Your objective: The listing below should be written out exactly; please include all of it.

====================

PR #4318, opened 2017-12-19
Dynamic resolution improvements

hardening:
This PR introduces a new Activated event that is triggered when a (re)activation sequence has completed. This is needed as the DesktopResize callback is called just after capabilities, that means that the activation sequence is not completed (and so we theoretically can't send any packet).
As the goal was to limit the number of resize requests, we also introduced a Timer event that is triggered every 100ms, it is used by the display implementation for X11 to send resizes not more than every 200 ms. But the timer event could be used by any other channel.

### DIFF
--- a/client/X11/xf_client.c
+++ b/client/X11/xf_client.c
@@ -86,6 +86,7 @@
 #include <winpr/synch.h>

====================

Output of the task:
PR #4318, opened 2017-12-19
Dynamic resolution improvements

hardening:
This PR introduces a new Activated event that is triggered when a (re)activation sequence has completed. This is needed as the DesktopResize callback is called just after capabilities, that means that the activation sequence is not completed (and so we theoretically can't send any packet).
As the goal was to limit the number of resize requests, we also introduced a Timer event that is triggered every 100ms, it is used by the display implementation for X11 to send resizes not more than every 200 ms. But the timer event could be used by any other channel.

### DIFF
--- a/client/X11/xf_client.c
+++ b/client/X11/xf_client.c
@@ -86,6 +86,7 @@
 #include <winpr/synch.h>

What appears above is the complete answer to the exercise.